What OCR is, how it works in PulpPDF, and why adding a searchable text layer to scanned PDFs saves hours of manual work.

What Is OCR?

OCR — Optical Character Recognition — converts images of text into actual, selectable, searchable text. When you scan a document, the result is essentially a picture. OCR reads that picture and adds an invisible text layer on top, so you can:

  • Search for words within the document
  • Copy and paste text from scanned pages
  • Index documents for full-text search in your file system or document management tool

The Problem with Scanned PDFs

A scanned PDF looks like a normal document, but to your computer it's just a stack of images. Try to select text — nothing happens. Try Ctrl+F to search — no results. Want to quote a paragraph? You're retyping it manually.

This is a daily problem for anyone who works with:

  • Scanned contracts and agreements
  • Paper forms digitized by a scanner or phone camera
  • Legacy documents archived as image-only PDFs
  • Receipts and invoices from suppliers

How PulpPDF Does OCR

PulpPDF uses your operating system's built-in text recognition engine:

Platform OCR Engine No extra install needed
macOS 10.15+ Apple Vision Framework Built into macOS
Windows 10 1809+ Windows.Media.Ocr Built into Windows

The Process

  1. Page analysis — PulpPDF checks each page for existing text. Pages that already have selectable text are skipped.
  2. Rendering — Scanned pages are rendered at 300 DPI for accurate recognition.
  3. Recognition — The native OCR engine identifies characters, words, and their positions.
  4. Text layer — An invisible text layer is added to the page, perfectly aligned with the visible text in the image.

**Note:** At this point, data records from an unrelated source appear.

PR #1540, opened 2025-10-20
feat: make dashboard toggleable

### LINKED ISSUE #1529: Dashboard is always enable (even if no ingressRoute is enabled) ?
### Welcome!

v37.1.2

v3.5.3

To disable the dashboard

It's enabled by default even if not exposed by any ingressRoute

### What are your values ?

```bash
additionalArguments:
  - "--api.dashboard=false"

```

### Additional Information

```shell
When using the chart, even if no ingressRoute is enable for the dashboard, it is activated in `traefik/templates/deployment.yaml` by the args `"--api.dashboard=true"`
The example documentation explains that the dashboard is not exposed by default and how to expose it but not how to completly disable it (or maybe it's just plain dumb from me to want to disable it when it's not exposed ?) ...
https://github.com/traefik/traefik-helm-chart/blob/master/EXAMPLES.md#access-traefik-dashboard-without-exposing-it

I tried using  using the `additionalArguments` option by  providing a custom `values.yaml` file to pass the command `--api.dashboard=false"` but that only adds the additional argument at the end of the current Args section... so I see both true and false in the describe output ...

kubectl describe deploy traefik |grep -e Args -e dashboard
    Args:
      --api.dashboard=true
      --api.dashboard=false


It "kind of works" only because Traefik apply only the last arg it receives but is there another method to properly disable the dashboard ?

Thank you
```

bpsoraggi:
### What does this PR do?

Makes it possible to disable the dashboard

### Motivation

Fixes #1529 

### More

### DIFF
--- a/traefik/templates/NOTES.txt
+++ b/traefik/templates/NOTES.txt
@@ -90,8 +90,3 @@ for more info. 🚨
     {{- printf "\nWARNING: webhook secret %s for Traefik hub is self managed and was not found in %s namespace.\n" $.Values.hub.apimanagement.admission.secretName (include "traefik.namespace" .) -}}
   {{- end -}}        
 {{- end -}}
-
-{{/* Warn about ingressRoute pointing to missing dashboard service */}}
-{{- if and (not .Values.api.dashboard) .Values.ingressRoute.dashboard.enabled }}
-  {{- printf "\nWARNING: the dashboard API is disabled, so the ingressRoute points to nowhere.\n" -}}  
-{{- end -}}
--- a/traefik/templates/_podtemplate.tpl
+++ b/traefik/templates/_podtemplate.tpl
@@ -212,6 +212,8 @@
           {{- end }}
           {{- if .Values.api.dashboard }}
           - "--api.dashboard=true"
+          {{- else if .Values.ingressRoute.dashboard.enabled }}
+            {{- fail "ERROR: Cannot create an IngressRoute for the dashboard without enabling api.dashboard" -}}
           {{- end }}
           - "--ping=true"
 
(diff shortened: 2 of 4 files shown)


traefik/templates/NOTES.txt
```diff
@@ -90,3 +90,8 @@ for more info. 🚨
     {{- printf "\nWARNING: webhook secret %s for Traefik hub is self managed and was not found in %s namespace.\n" $.Values.hub.apimanagement.admission.secretName (include "traefik.namespace" .) -}}
   {{- end -}}        
 {{- end -}}
+
+{{/* Warn about ingressRoute pointing to missing dashboard service */}}
+{{- if and (not .Values.api.dashboard) .Values.ingressRoute.dashboard.enabled }}
+  {{- printf "\nWARNING: the dashboard API is disabled, so the ingressRoute points to nowhere.\n" -}}
```
mloiseleur: 🤔 Since it does not make sense, shouldn't we fail in this case ?

bpsoraggi: I left it as a warning because nothing is actually broken, the resources would still be valid and it'd just return a 404 for the dashboard. There are some similar warnings in `NOTES.txt` (where nothing is broken _per se_, just sort of useless), so I assumed errors were reserved for truly invalid states. But I can also see the appeal to failing it :thinking: WDYT?

mloiseleur: The other cases in NOTES.txt are misconfiguration that can still work or maybe even can make sense in some cases, where some configurations or resources are done outside of this Chart.

In this case, user enable the dashboard and cannot access it so, to me, it's a "truly invalid state".
When one enables the dashboard, one should be able to access it.

bpsoraggi: That's fair enough. I've updated the PR to fail instead

PR #1531, opened 2025-10-13
feat(logs): :memo: add missing support of OTLP logs

darkweaver87:
### What does this PR do?

This PR adds the support of OTLP parameters. It also refactors those parameters handling as most of them are common.

### Motivation

Support traefik v3.3 OTLP missing features.

### More

- [x] Yes, I updated the tests accordingly
- [x] Yes, I updated the schema accordingly
- [x] Yes, I ran `make test` and all the tests passed

PR #1545, opened 2025-10-30
fix: add missing flag arg

msaah-cleric:
### What does this PR do?

https://github.com/traefik/traefik-helm-chart/pull/1531 added support for the experimental OTLP logs exporter, but it forgot to add the flag arg that allows the binary to use this feature. this PR adds that flag.

see config in first section [here](https://doc.traefik.io/traefik/reference/install-configuration/observability/logs-and-accesslogs/#opentelemetry_1)

### Motivation

I want to use the exporter

### More

### DIFF
--- a/traefik/templates/_podtemplate.tpl
+++ b/traefik/templates/_podtemplate.tpl
@@ -416,6 +416,9 @@
           - "--experimental.fastProxy.debug"
             {{- end }}
           {{- end }}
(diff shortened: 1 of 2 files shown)


darkweaver87 (approved):
LGTM.

Many thanks and good catch @msaah-cleric.

msaah-cleric:
thanks @darkweaver87, any idea when this will make it into a tagged release?

PR #1548, opened 2025-11-02
fix: add missing api flag for dashboard

remyj38:
### What does this PR do?

The `api.dashboard` command line argument require api to be enabled.

Adding option to enable the API, enabled by default.

### Motivation

Dashboard is enabled by default but needs `api=true` to be added to additional arguments.

### More


mloiseleur:
:thinking: AFAIR, enabling the dashboard enable also the API.
And I find no such requirements explained in current [upstream documentation on API](https://doc.traefik.io/traefik/reference/install-configuration/api-dashboard/#configuration-options).

@remyj38 Where does come from this requirement ? Did you observe it on a specific version ?

remyj38:
I must have misread the doc, I remembered found it somewere in the doc, but can't found it...
And it works without the api flag, so definitely, I don't know why I did that 😄

Issue #1550, opened 2025-11-03
Initial support for Traefik Proxy v3.6.0


mloiseleur:
### Welcome!

- [x] Yes, I've searched similar issues on [GitHub](https://github.com/traefik/traefik/issues) and didn't find any.
- [x] Yes, I've searched similar issues on the [Traefik community forum](https://community.traefik.io) and didn't find any.

### What do you want to achieve with this Chart ?

Run Traefik Proxy v3.6.X

bpsoraggi:
After sifting through the listed changes in [Traefik v3.6.0-rc1](https://github.com/traefik/traefik/releases/tag/v3.6.0-rc1), here are the changes/features we need to provide support for in the helm chart:

- [x] Add new certificatesresolvers options - [#11977](https://github.com/traefik/traefik/pull/11977)
    #1553
- [ ] Add Knative provider - [#11448](https://github.com/traefik/traefik/pull/11448)
    #1552

And here are the changes which do not require new support (or require only CRD updates):
- [x] Allow discovering non-running Docker containers - [#10645](https://github.com/traefik/traefik/pull/10645)
- [x] Add least time load balancing strategy - [#12167](https://github.com/traefik/traefik/pull/12167)
- [x] Add TCP Healthcheck - [#11238](https://github.com/traefik/traefik/pull/11238)
- [x] Add passive health checks - [#11351](https://github.com/traefik/traefik/pull/11351)
- [x] Add highest random weight in Kubernetes CRD - [#12061](https://github.com/traefik/traefik/pull/12061)
- [x] Bump sigs.k8s.io/gateway-api to v1.4.0 - [#12140](https://github.com/traefik/traefik/pull/12140)
- [x] Support syscall - [#11939](https://github.com/traefik/traefik/pull/11939)
- [x] Allow publishing services with type ExternalName - [#12065](https://github.com/traefik/traefik/pull/12065)
- [x] Add warning when maxBodySize is not set - [#12085](https://github.com/traefik/traefik/pull/12085)
- [x] Multi-layer routing - [#12130](https://github.com/traefik/traefik/pull/12130)
- [x] Implement HTTP2 HPACK table size options - [#12050](https://github.com/traefik/traefik/pull/12050)

PR #1551, opened 2025-11-04
feat(CRDs): update for Traefik Proxy v3.6 and Gateway API v1.4.0

bpsoraggi:
### What does this PR do?

Updates CRDs for Traefik Proxy v3.6 and Gateway API v1.4.0

### Motivation

Initial support for Traefik v3.6

Part of #1550 

### More

- [ ] <s>Yes, I updated the schema accordingly</s>

### DIFF
--- a/traefik-crds/tests/crds_test.yaml
+++ b/traefik-crds/tests/crds_test.yaml
@@ -45,7 +45,7 @@ tests:
       gatewayAPI: true
     asserts:
       - hasDocuments:
-          count: 5
+          count: 6
       - isKind:
           of: CustomResourceDefinition
       - equal:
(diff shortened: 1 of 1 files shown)


darkweaver87 (approved):
LGTM

traefik-crds/crds-files/traefik/traefik.io_ingressroutes.yaml
```diff
@@ -418,4 +459,4 @@ spec:
         - spec
         type: object
     served: true
-    storage: true
```
jnoordsij, line 421: Minor nitpick: I have no idea what caused this, but it seems the empty line at the end of the file here and in a lot of other CRDs were removed, causing "incorrect" diffs. Probably we should aim to keep those around and also ensure any tooling that updates these files should always behave that way.

PR #3279, opened 2024-04-29
feat(elements): Add telemetry

LekoArts:
## Description

Adds telemetry tracking to better understand what people build with Elements. Initially we'll be able to see:

- If a user creates a sign-in and/or sign-up flow
- Which steps they create
- Which inputs they use inside their steps

Fixes SDK-1658

## Checklist

## Type of change

- [ ] 🐛 Bug fix
- [x] 🌟 New feature
- [ ] 🔨 Breaking change
- [ ] other:


packages/elements/src/react/common/form/index.tsx
```diff
@@ -528,6 +530,10 @@ type FormInputProps =
  */
 const Input = React.forwardRef<React.ElementRef<typeof RadixControl>, FormInputProps>(
   (props: FormInputProps, forwardedRef) => {
+    const telemetry = useTelemetry();
+
+    telemetry?.record(eventComponentMounted('Elements_Input', props));
+
```
panteliselef, line 536: ❓
1. Wouldn't this fire on every re-render ?
2. Seeing the implementation of `eventComponentMounted` the props you seem to be interested will be ignored.

LekoArts: 1. Yes. https://github.com/clerk/javascript/pull/3267 is fixing this
2. Thanks! I fixed it by introducing a new helper function

packages/shared/src/telemetry/events/component-mounted.ts
```diff
@@ -11,8 +11,19 @@ type EventComponentMounted = {
...
 /**
  * Fired when one of the Clerk components is mounted.
+ *
+ * @param component - The name of the component.
+ * @param props - The props passed to the component. Will be filtered to a known list of props.
+ *
+ * @example
+ * telemetry.record(eventComponentMounted('SignUp', props));
  */
 export function eventComponentMounted(
```
BRKalow, line 28: can we change this one to `eventPrebuiltComponentMounted` (or something similar) and expose your currently named `eventComponentMountedRaw` as `eventComponentMounted`?

LekoArts: Done 👍

packages/elements/src/react/common/form/index.tsx
LekoArts: They will probably be released around the same time so it's not blocking

BRKalow (approved):
⭐

tmilewski (approved):

PR #3287, opened 2024-04-29
feat(shared): Introduce client-side caching for telemetry events

LauraBeatris:
## Description

Originally raised (https://github.com/clerk/javascript/pull/3267/files) but had to re-open here due GitHub permissions issues on running integrations from a forked branch.

Currently blocking SDK-1672 (https://github.com/clerk/javascript/pull/3257) and https://github.com/clerk/javascript/pull/3279

Introduces client-side caching for telemetry events. This prevents event flooding in frequently executed code paths, such as for React hooks or components.

Event sampling by rate will be executed on the server-side, or when neither the browser storage or window are available. 

## Checklist

## Type of change

- [ ] 🐛 Bug fix
- [x] 🌟 New feature
- [ ] 🔨 Breaking change
- [ ] other:

### DIFF
--- a/.changeset/metal-bulldogs-destroy.md
+++ b/.changeset/metal-bulldogs-destroy.md
@@ -1,0 +1,5 @@
+---
+'@clerk/shared': patch
+---
+
+Introduce client-side caching to TelemetryCollector
--- a/.changeset/metal-bulldogs-destroy.md
+++ b/.changeset/metal-bulldogs-destroy.md
@@ -2,4 +2,4 @@
 '@clerk/shared': patch
 ---
 
-Introduce client-side caching to TelemetryCollector
+Internal change to add client-side caching to Clerk's telemetry. This prevents event flooding in frequently executed code paths, such as for React hooks or components. Gracefully falls back to the old behavior if e.g. `localStorage` is not available. As such, no public API changes and user changes are required.
--- a/packages/shared/src/__tests__/telemetry.test.ts
+++ b/packages/shared/src/__tests__/telemetry.test.ts
@@ -1,6 +1,9 @@
 import 'cross-fetch/polyfill';
 
+import assert from 'assert';
+
 import { TelemetryCollector } from '../telemetry';
+import type { TelemetryEvent } from '../telemetry/types';
 
 jest.useFakeTimers();
 
@@ -220,6 +223,11 @@ describe('TelemetryCollector', () => {
         payload,
       });
 
+      collector.record({
+        event,
+        payload,
+      });
+
       jest.runAllTimers();
 
       expect(fetchSpy).toHaveBeenCalledTimes(2);
@@ -275,6 +283,37 @@ describe('TelemetryCollector', () => {
       expect(fetchSpy).not.toHaveBeenCalled();
 
       randomSpy.mockRestore;
+    });
+
+    test('generates unique key without credentials based on event payload', () => {
+      const collector = new TelemetryCollector({
+        publishableKey: TEST_PK,
+      });
+
+      const event: TelemetryEvent = {
+        sk: '123',
+        pk: TEST_PK,
+        it: 'development',
+        event: 'TEST_EVENT',
+        cv: '0.1',
+        sdkv: '0.1',
+        payload: {
+          foo: true,
+        },
+      };
+
+      collector.record(event);
+      collector.record(event);
+
+      jest.runAllTimers();
+
+      const item = localStorage.getItem('clerk_telemetry_throttler');
+      assert(item);
+      const expectedKey = '["","TEST_EVENT",true,"development",null,null]';
+
+      expect(JSON.parse(item)[expectedKey]).toEqual(expect.any(Number));
+
+      fetchSpy.mockRestore();
     });
   });
 });
--- a/packages/shared/src/__tests__/telemetry.test.ts
+++ b/packages/shared/src/__tests__/telemetry.test.ts
@@ -212,6 +212,42 @@ describe('TelemetryCollector', () => {
       fetchSpy.mockRestore();
     });
 
+    test('sends event when it is in the cache but has expired', () => {
+      const fetchSpy = jest.spyOn(global, 'fetch');
+      const originalDateNow = Date.now;
+      const cacheTtl = 86400000;
+
+      let now = originalDateNow();
+      jest.spyOn(Date, 'now').mockImplementation(() => now);
+
+      const collector = new TelemetryCollector({
+        publishableKey: TEST_PK,
+        maxBufferSize: 1,
+      });
+
+      const event = 'TEST_EVENT';
+      const payload = {
+        foo: true,
+      };
+
+      collector.record({
+        event,
+        payload,
+      });
+
+      // Move time forward beyond the cache TTL
+      now += cacheTtl + 1;
+
+      collector.record({
+        event,
+        payload,
+      });
+
+      expect(fetchSpy).toHaveBeenCalledTimes(2);
+
+      fetchSpy.mockRestore();
+    });
+
     test('does not send event when it is in the cache', () => {
       const fetchSpy = jest.spyOn(global, 'fetch');
 
--- a/packages/shared/src/__tests__/telemetry.test.ts
+++ b/packages/shared/src/__tests__/telemetry.test.ts
@@ -8,10 +8,6 @@ jest.useFakeTimers();
 const TEST_PK = 'pk_test_Zm9vLWJhci0xMy5jbGVyay5hY2NvdW50cy5kZXYk';
 
 describe('TelemetryCollector', () => {
-  beforeEach(() => {
-    localStorage.clear();
-  });
-
   test('does nothing when disabled', async () => {
     const fetchSpy = jest.spyOn(global, 'fetch');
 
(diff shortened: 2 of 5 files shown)


packages/shared/src/telemetry/clientCache.ts
```diff
@@ -0,0 +1,94 @@
...
+    if (!entry) {
+      const updatedCache = {
+        ...this.#cache,
+        [key]: now,
+      };
+
+      localStorage.setItem(this.#storageKey, JSON.stringify(updatedCache));
+    }
+
+    const hasExpired = entry && now - entry > this.#cacheTtl;
```
LauraBeatris, line 29: Realized this logic is incorrect. When an entry expires, we should update `clerk_telemetry` cache object and remove that key from it. 

When returning here, an event is cached when it isn't expired & it's entry exists.

packages/shared/src/telemetry/clientCache.ts
```diff
@@ -0,0 +1,97 @@
+import type { TelemetryEventRaw } from './types';
+
+type TtlInMilliseconds = number;
+
+const DEFAULT_CACHE_TTL_MS = 1000; // 24 hours
```
BRKalow, line 5: Is this value just for testing? Or is the comment wrong? 👀

packages/shared/src/telemetry/clientCache.ts
```diff
@@ -0,0 +1,97 @@
...
+
+/**
+ * Manages caching for telemetry events using the browser's localStorage to
+ * mitigate event flooding in frequently executed code paths.
+ */
+export class TelemetryClientCache {
```
BRKalow, line 11: nit: Do you think like `TelemetryEventThrottler`, or something similar, would be a better name? I feel like that more clearly communicates the intent 💭

packages/shared/src/telemetry/clientCache.ts
```diff
@@ -0,0 +1,97 @@
...
+  #storageKey = 'clerk_telemetry';
+  #cacheTtl = DEFAULT_CACHE_TTL_MS;
+
+  cacheAndRetrieve(event: TelemetryEventRaw): boolean {
```
BRKalow, line 15: if we change the naming this could be: `isEventThrottled`

packages/shared/src/telemetry/collector.ts
```diff
@@ -110,7 +114,7 @@ export class TelemetryCollector {
 
     this.#logEvent(preparedPayload.event, preparedPayload);
 
-    if (!this.#shouldRecord(event.eventSamplingRate)) {
+    if (!this.#shouldRecord(event)) {
```
BRKalow, line 117: We might want to pass `preparedPayload` here so we can include it as part of the throttled key, as if any of the "global" metadata that is provided in that method changes the event would still get throttled.

packages/shared/src/__tests__/telemetry.test.ts
```diff
@@ -145,29 +146,168 @@ describe('TelemetryCollector', () => {
...
+      });
+
+      jest.runAllTimers();
+
+      expect(fetchSpy).toHaveBeenCalled();
+
+      fetchSpy.mockRestore();
+    });
+
+    test('sends event when it is in the cache but has expired', () => {
```
BRKalow, line 215: Nice tests 🥇

BRKalow (commented):
Looking good! Left a comment about the naming of the cache class. I wonder if calling it a "throttler" (or something) is more accurate, as opposed to a cache.

packages/shared/src/telemetry/collector.ts
```diff
@@ -119,13 +123,23 @@ export class TelemetryCollector {
...
-    const shouldBeSampled =
-      randomSeed <= this.#config.samplingRate &&
-      (typeof eventSamplingRate === 'undefined' || randomSeed <= eventSamplingRate);
+    const clientCache = this.#clientCache;
 
-    return this.isEnabled && !this.isDebug && shouldBeSampled;
+    if (clientCache.isStorageSupported) {
+      const isCached = clientCache.cacheAndRetrieve(event);
+      return !isCached;
+    }
```
BRKalow, line 137: Can we include the `isStorageSupported` check in `cacheAndRetrieve()`? That would simplify usage here

packages/shared/src/telemetry/clientCache.ts
```diff
@@ -0,0 +1,97 @@
...
+   * If any of these operations fail, it indicates that localStorage is either
+   * not supported or not writable (e.g., in cases where the storage is full or
+   * the browser is in a privacy mode that restricts localStorage usage).
+   */
+  get isStorageSupported(): boolean {
+    if (typeof window === 'undefined') {
+      return false;
+    }
+
+    const storage = window['localStorage'];
```
BRKalow, line 72: ❓ why did we do property access with brackets instead of `window.localStorage`?

packages/shared/src/telemetry/clientCache.ts
LauraBeatris: Ooops... I was testing it and ended pushing the wrong value.

packages/shared/src/telemetry/clientCache.ts
LauraBeatris: Yeah, it makes sense to me! `ClientCache` is indeed a bit generic, it leads to the question: "caching for what"?

packages/shared/src/telemetry/collector.ts
LauraBeatris: Yeah, it makes sense! Better rely on the `preparedPayload` than the raw one.

.changeset/metal-bulldogs-destroy.md
```diff
@@ -0,0 +1,5 @@
+---
+'@clerk/shared': patch
+---
+
+Introduce client-side caching to TelemetryCollector
```
LekoArts, line 5:
```suggestion
Internal change to add client-side caching to Clerk's telemetry. This prevents event flooding in frequently executed code paths, such as for React hooks or components. Gracefully falls back to old behavior if e.g. `localStorage` is not available. As such, no public API changes and user changes required.
```

You can follow [these guidelines](https://www.notion.so/clerkdev/Code-collaboration-4d32380fb78c4226abd9e1bcb7d55abf?pvs=4#62d500ed4eea46c0b8732f8fe4db6056) to write more thorough changesets. I'm also not always following them 1:1 but they are good general guardrails.

packages/shared/src/telemetry/clientCache.ts
panteliselef: Yeap this name feels more appropriate, my understanding here is that if a key needs to be invalidated we just delete and expect the next attempt to cache it again

packages/shared/src/__tests__/telemetry.test.ts
```diff
@@ -145,29 +146,168 @@ describe('TelemetryCollector', () => {
...
+    afterEach(() => {
+      windowSpy.mockRestore();
+    });
 
-    jest.runAllTimers();
+    test('does not send events if the random seed does not exceed the event-specific sampling rate', async () => {
+      windowSpy.mockImplementation(() => undefined);
 
-    expect(fetchSpy).not.toHaveBeenCalled();
+      const fetchSpy = jest.spyOn(global, 'fetch');
```
LekoArts, line 171: Nit: You could also move the `fetchSpy` init to a `let` variable and create the mock in `beforeEach` like with `window.get`

panteliselef (approved):
This looks good to me, I'm approving in order not to block this PR further, suggestions from @BRKalow probably should be addressed before merging. I've added a few questions myself. 

Amazing stuff

LekoArts (commented):
Great work on this!

packages/shared/src/telemetry/clientCache.ts
```diff
@@ -0,0 +1,97 @@
...
+
+    return !!entry;
+  }
+
+  #generateKey({ event, payload }: TelemetryEventRaw): string {
+    const payloadUniqueKey = JSON.stringify(
+      Object.keys(payload)
+        .sort()
+        .map(key => payload[key]),
+    );
```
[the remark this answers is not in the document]
LekoArts: By sorting it we can ensure that payloads with the same content (but with different ordering) are still cached in the same key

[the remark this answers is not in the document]
LauraBeatris: Will add a JSDocs on this method to clarify about that!

packages/shared/src/__tests__/telemetry.test.ts
LauraBeatris: I've moved some spies to the root `describe` block!

packages/shared/src/telemetry/throttler.ts
```diff
@@ -0,0 +1,104 @@
...
+    }
+
+    return !!entry;
+  }
+
+  /**
+   * Generates a consistent unique key for telemetry events by sorting payload properties.
+   * This ensures that payloads with identical content in different orders produce the same key.
+   */
+  #generateKey({ event, payload }: TelemetryEventRaw): string {
```
LauraBeatris, line 48: Just need to refactor this according to @BRKalow feedback, we should use the `preparedPayload` rather than the raw one.

BRKalow (approved):
⭐

PR #3291, opened 2024-04-30
fix(clerk-js): Show email filed when trying to edit email after trying to sign up

octoper:
## Description

Right now there is an issue that when the app has email required but the user tries to sign up with a method that does not provides us an email like Metamask, they will be prompted to add the email, they can add the email the first time but if the try to edit the email, now the form does not show the email field. This PR fixes this by checking if the previous email has been already verified, because if the user has click the verification link or entered the verification code with the first inserted email they would be logged in right away.

## Checklist

## Type of change

- [X] 🐛 Bug fix
- [ ] 🌟 New feature
- [ ] 🔨 Breaking change
- [ ] other:


packages/clerk-js/src/ui/components/SignUp/__tests__/SignUpContinue.test.tsx
```diff
@@ -43,10 +43,27 @@ describe('SignUpContinue', () => {
...
+      f.startSignUpWithEmailAddress({
+        emailVerificationStatus: 'verified',
+      });
+    });
+    render(<SignUpContinue />, { wrapper });
+    // This will have to be show if the email is already set but it is not verified
+    // because if the users tries to edit the email before the first one has verified
+    // the email field will be lost
     expect(screen.queryByText(/email address/i)).not.toBeInTheDocument();
-    screen.getByText(/password/i);
```
panteliselef, line 49: Was this failing ? Seems like the new statement check for the same thing

panteliselef (approved):

packages/clerk-js/src/ui/components/SignUp/__tests__/SignUpContinue.test.tsx
octoper: No it was not failing I just wanted to align that with the above line

desiprisg (approved):

PR #3292, opened 2024-04-30
fix(elements): Only call useSearchParams() on the client

BRKalow:
## Description

Only call `useSearchParams()` on the client to ensure that we don't de-opt pages into client-side rendering. This shouldn't be an issue in practice as we only use the router data on the client currently.

## Checklist

## Type of change

- [ ] 🐛 Bug fix
- [ ] 🌟 New feature
- [ ] 🔨 Breaking change
- [ ] other:


tmilewski (approved):
:shipit:

PR #3299, opened 2024-05-01
[sdk-node] Export authenticateRequest function

greguintow:
## Description

- [sdk-node] Export `authenticateRequest` function

**Context**
- Currently using a nitro server which isn't compatible with the clerk express middleware when is not authenticated. I was able to create a workaround locally, but thought would make sense to export this to make it easier for others.

For others reference, this is how I did it:
```ts
// server/middleware/auth.ts

import { clerkClient } from '@clerk/clerk-sdk-node'
import { createClerkRequest } from '@clerk/backend/internal'

const incomingMessageToRequest = req => {
  const headers = Object.keys(req.headers).reduce((acc, key) => Object.assign(acc, { [key]: req?.headers[key] }), {})
  const protocol = req.connection?.encrypted ? 'https' : 'http'
  const dummyOriginReqUrl = new URL(req.url || '', `${protocol}://clerk-dummy`)
  return new Request(dummyOriginReqUrl, {
    method: req.method,
    headers: new Headers(headers)
  })
}

export default defineEventHandler(async event => {
  const requestState = await clerkClient.authenticateRequest(
    createClerkRequest(incomingMessageToRequest(event.node.req))
  )
  const auth = requestState.toAuth()

  event.context.user = auth
})
```

## Checklist

## Type of change

- [ ] 🐛 Bug fix
- [ ] 🌟 New feature
- [ ] 🔨 Breaking change
- [ ] other:

### DIFF
--- a/.changeset/lazy-crabs-exist.md
+++ b/.changeset/lazy-crabs-exist.md
@@ -1,0 +1,5 @@
+---
+"@clerk/clerk-sdk-node": patch
+---
+
+[sdk-node] Export authenticateRequest function
--- a/packages/sdk-node/src/index.ts
+++ b/packages/sdk-node/src/index.ts
@@ -24,3 +24,4 @@ export { createClerkExpressRequireAuth, createClerkExpressWithAuth };
 
 export { requireAuth } from './requireAuth';
 export { withAuth } from './withAuth';
+export { authenticateRequest } from './authenticateRequest';


nikosdouvlis:
Hello @greguintow , many thanks for the PR!
We have plans to deprecate `@clerk/clerk-sdk-node` and replace it with `@clerk/express` soon as the "node SDK" abstraction no longer feels valid - there are many JS runtimes introduced the past 2 years that need to be supported.

The isomorphic `@clerk/backend` package supports all JS runtimes and except for some low-level utils, it should export the same helpers as `@clerk/clerk-sdk-node` except for the helpers that are specific to Express. 

Would this maybe handle your use case better? If not, it'd be great if you could share any insights to help us better understand your requirements :)

greguintow:
> Hello @greguintow , many thanks for the PR! We have plans to deprecate `@clerk/clerk-sdk-node` and replace it with `@clerk/express` soon as the "node SDK" abstraction no longer feels valid - there are many JS runtimes introduced the past 2 years that need to be supported.
> 
> The isomorphic `@clerk/backend` package supports all JS runtimes and except for some low-level utils, it should export the same helpers as `@clerk/clerk-sdk-node` except for the helpers that are specific to Express.
> 
> Would this maybe handle your use case better? If not, it'd be great if you could share any insights to help us better understand your requirements :)

hey @nikosdouvlis , yeah I think that would be good, thaanks!

nikosdouvlis:
> > Hello @greguintow , many thanks for the PR! We have plans to deprecate `@clerk/clerk-sdk-node` and replace it with `@clerk/express` soon as the "node SDK" abstraction no longer feels valid - there are many JS runtimes introduced the past 2 years that need to be supported.
> > The isomorphic `@clerk/backend` package supports all JS runtimes and except for some low-level utils, it should export the same helpers as `@clerk/clerk-sdk-node` except for the helpers that are specific to Express.
> > Would this maybe handle your use case better? If not, it'd be great if you could share any insights to help us better understand your requirements :)
> 
> hey @nikosdouvlis , yeah I think that would be good, thaanks!

Great :) I'm going to close this one for now - please reopen it if you think the existing solution is not enough! 
Many thanks for opening the PR in the first place 🙏🏻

The original scan is preserved. OCR only adds — it doesn't modify the visual content.

Smart Per-Page Detection

PulpPDF doesn't blindly OCR every page. It checks each one individually:

  • A 20-page PDF where 15 pages have text and 5 are scanned? Only those 5 get OCR.
  • A fully text-based PDF? OCR is skipped entirely — no wasted processing.
  • A fully scanned document? Every page gets OCR.

OCR + Compression

You can combine OCR with any compression preset:

  • None + OCR — Add searchable text without changing the file at all
  • Balanced + OCR — Compress and make searchable in one pass
  • Ultra + OCR — Rasterize pages for minimum size, then add text layer back

The OCR step runs after compression, so the text layer is always based on the final output.

Limitations

  • OCR accuracy depends on scan quality. Blurry or low-resolution scans produce worse results.
  • Handwriting recognition is limited — OCR works best with printed text.
  • Complex layouts (multi-column, tables overlapping images) can confuse the engine.
  • The invisible text layer adds a small amount of file size (typically 1-5% of the compressed file).